__Work to be completed__
Write out all the entries below without any change.

Stored items:
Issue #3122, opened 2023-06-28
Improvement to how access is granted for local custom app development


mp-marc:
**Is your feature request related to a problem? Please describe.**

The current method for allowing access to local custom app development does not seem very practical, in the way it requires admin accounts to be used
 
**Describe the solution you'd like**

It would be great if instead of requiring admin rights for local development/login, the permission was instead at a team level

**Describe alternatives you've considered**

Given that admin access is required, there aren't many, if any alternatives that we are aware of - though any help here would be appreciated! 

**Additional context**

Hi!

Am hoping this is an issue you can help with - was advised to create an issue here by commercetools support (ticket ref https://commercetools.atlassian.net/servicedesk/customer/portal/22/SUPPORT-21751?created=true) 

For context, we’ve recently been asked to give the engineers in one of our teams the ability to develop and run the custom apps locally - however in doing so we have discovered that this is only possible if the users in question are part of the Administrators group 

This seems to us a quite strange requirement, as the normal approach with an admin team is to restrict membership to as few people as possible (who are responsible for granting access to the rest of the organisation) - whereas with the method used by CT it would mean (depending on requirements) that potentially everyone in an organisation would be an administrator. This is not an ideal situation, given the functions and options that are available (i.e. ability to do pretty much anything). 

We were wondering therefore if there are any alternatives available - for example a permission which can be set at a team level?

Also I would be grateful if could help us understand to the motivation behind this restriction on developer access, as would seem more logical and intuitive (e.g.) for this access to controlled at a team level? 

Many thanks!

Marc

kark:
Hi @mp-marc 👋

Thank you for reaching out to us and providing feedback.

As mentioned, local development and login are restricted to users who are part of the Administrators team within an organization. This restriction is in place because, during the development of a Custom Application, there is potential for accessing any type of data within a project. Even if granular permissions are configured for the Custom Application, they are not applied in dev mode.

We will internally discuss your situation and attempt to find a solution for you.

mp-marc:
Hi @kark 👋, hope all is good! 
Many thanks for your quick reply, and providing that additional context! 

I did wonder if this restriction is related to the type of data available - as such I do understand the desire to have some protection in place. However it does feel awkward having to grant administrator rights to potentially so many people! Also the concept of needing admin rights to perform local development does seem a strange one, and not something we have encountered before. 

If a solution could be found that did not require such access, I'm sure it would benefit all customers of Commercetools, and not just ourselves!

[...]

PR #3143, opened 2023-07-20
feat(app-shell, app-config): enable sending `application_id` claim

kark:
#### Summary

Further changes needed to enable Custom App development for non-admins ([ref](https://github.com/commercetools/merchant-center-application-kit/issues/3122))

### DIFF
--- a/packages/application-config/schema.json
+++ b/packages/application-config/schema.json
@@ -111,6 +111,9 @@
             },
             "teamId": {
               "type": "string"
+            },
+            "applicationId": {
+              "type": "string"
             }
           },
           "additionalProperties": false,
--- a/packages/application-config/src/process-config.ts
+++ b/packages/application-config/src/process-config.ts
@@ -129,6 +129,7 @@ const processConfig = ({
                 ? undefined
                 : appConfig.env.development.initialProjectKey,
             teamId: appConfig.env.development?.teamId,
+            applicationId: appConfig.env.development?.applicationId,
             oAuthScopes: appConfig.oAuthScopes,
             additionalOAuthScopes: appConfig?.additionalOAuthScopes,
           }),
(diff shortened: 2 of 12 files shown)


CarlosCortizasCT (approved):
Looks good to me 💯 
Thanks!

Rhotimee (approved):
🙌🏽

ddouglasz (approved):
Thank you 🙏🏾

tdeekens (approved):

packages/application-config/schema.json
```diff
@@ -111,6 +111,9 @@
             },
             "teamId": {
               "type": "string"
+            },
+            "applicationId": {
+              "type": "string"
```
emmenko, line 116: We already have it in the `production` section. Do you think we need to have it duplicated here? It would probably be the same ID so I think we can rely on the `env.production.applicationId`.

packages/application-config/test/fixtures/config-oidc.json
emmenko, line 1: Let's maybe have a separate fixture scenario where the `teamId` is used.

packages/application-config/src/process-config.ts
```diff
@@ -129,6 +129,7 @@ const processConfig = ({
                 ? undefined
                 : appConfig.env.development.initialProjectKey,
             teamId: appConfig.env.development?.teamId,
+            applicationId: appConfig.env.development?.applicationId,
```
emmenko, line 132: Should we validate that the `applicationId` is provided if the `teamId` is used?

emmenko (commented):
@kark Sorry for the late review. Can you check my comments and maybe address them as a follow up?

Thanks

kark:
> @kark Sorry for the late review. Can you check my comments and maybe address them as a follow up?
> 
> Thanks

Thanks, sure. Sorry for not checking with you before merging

__Answer space__
Issue #3122, opened 2023-06-28
Improvement to how access is granted for local custom app development


mp-marc:
**Is your feature request related to a problem? Please describe.**

The current method for allowing access to local custom app development does not seem very practical, in the way it requires admin accounts to be used
 
**Describe the solution you'd like**

It would be great if instead of requiring admin rights for local development/login, the permission was instead at a team level

**Describe alternatives you've considered**

Given that admin access is required, there aren't many, if any alternatives that we are aware of - though any help here would be appreciated! 

**Additional context**

Hi!

Am hoping this is an issue you can help with - was advised to create an issue here by commercetools support (ticket ref https://commercetools.atlassian.net/servicedesk/customer/portal/22/SUPPORT-21751?created=true) 

For context, we’ve recently been asked to give the engineers in one of our teams the ability to develop and run the custom apps locally - however in doing so we have discovered that this is only possible if the users in question are part of the Administrators group 

This seems to us a quite strange requirement, as the normal approach with an admin team is to restrict membership to as few people as possible (who are responsible for granting access to the rest of the organisation) - whereas with the method used by CT it would mean (depending on requirements) that potentially everyone in an organisation would be an administrator. This is not an ideal situation, given the functions and options that are available (i.e. ability to do pretty much anything). 

We were wondering therefore if there are any alternatives available - for example a permission which can be set at a team level?

Also I would be grateful if could help us understand to the motivation behind this restriction on developer access, as would seem more logical and intuitive (e.g.) for this access to controlled at a team level? 

Many thanks!

Marc

kark:
Hi @mp-marc 👋

Thank you for reaching out to us and providing feedback.

As mentioned, local development and login are restricted to users who are part of the Administrators team within an organization. This restriction is in place because, during the development of a Custom Application, there is potential for accessing any type of data within a project. Even if granular permissions are configured for the Custom Application, they are not applied in dev mode.

We will internally discuss your situation and attempt to find a solution for you.

mp-marc:
Hi @kark 👋, hope all is good! 
Many thanks for your quick reply, and providing that additional context! 

I did wonder if this restriction is related to the type of data available - as such I do understand the desire to have some protection in place. However it does feel awkward having to grant administrator rights to potentially so many people! Also the concept of needing admin rights to perform local development does seem a strange one, and not something we have encountered before. 

If a solution could be found that did not require such access, I'm sure it would benefit all customers of Commercetools, and not just ourselves!

[...]

PR #3143, opened 2023-07-20
feat(app-shell, app-config): enable sending `application_id` claim

kark:
#### Summary

Further changes needed to enable Custom App development for non-admins ([ref](https://github.com/commercetools/merchant-center-application-kit/issues/3122))

### DIFF
--- a/packages/application-config/schema.json
+++ b/packages/application-config/schema.json
@@ -111,6 +111,9 @@
             },
             "teamId": {
               "type": "string"
+            },
+            "applicationId": {
+              "type": "string"
             }
           },
           "additionalProperties": false,
--- a/packages/application-config/src/process-config.ts
+++ b/packages/application-config/src/process-config.ts
@@ -129,6 +129,7 @@ const processConfig = ({
                 ? undefined
                 : appConfig.env.development.initialProjectKey,
             teamId: appConfig.env.development?.teamId,
+            applicationId: appConfig.env.development?.applicationId,
             oAuthScopes: appConfig.oAuthScopes,
             additionalOAuthScopes: appConfig?.additionalOAuthScopes,
           }),
(diff shortened: 2 of 12 files shown)


CarlosCortizasCT (approved):
Looks good to me 💯 
Thanks!

Rhotimee (approved):
🙌🏽

ddouglasz (approved):
Thank you 🙏🏾

tdeekens (approved):

packages/application-config/schema.json
```diff
@@ -111,6 +111,9 @@
             },
             "teamId": {
               "type": "string"
+            },
+            "applicationId": {
+              "type": "string"
```
emmenko, line 116: We already have it in the `production` section. Do you think we need to have it duplicated here? It would probably be the same ID so I think we can rely on the `env.production.applicationId`.

packages/application-config/test/fixtures/config-oidc.json
emmenko, line 1: Let's maybe have a separate fixture scenario where the `teamId` is used.

packages/application-config/src/process-config.ts
```diff
@@ -129,6 +129,7 @@ const processConfig = ({
                 ? undefined
                 : appConfig.env.development.initialProjectKey,
             teamId: appConfig.env.development?.teamId,
+            applicationId: appConfig.env.development?.applicationId,
```
emmenko, line 132: Should we validate that the `applicationId` is provided if the `teamId` is used?

emmenko (commented):
@kark Sorry for the late review. Can you check my comments and maybe address them as a follow up?

Thanks

kark:
> @kark Sorry for the late review. Can you check my comments and maybe address them as a follow up?
> 
> Thanks

Thanks, sure. Sorry for not checking with you before merging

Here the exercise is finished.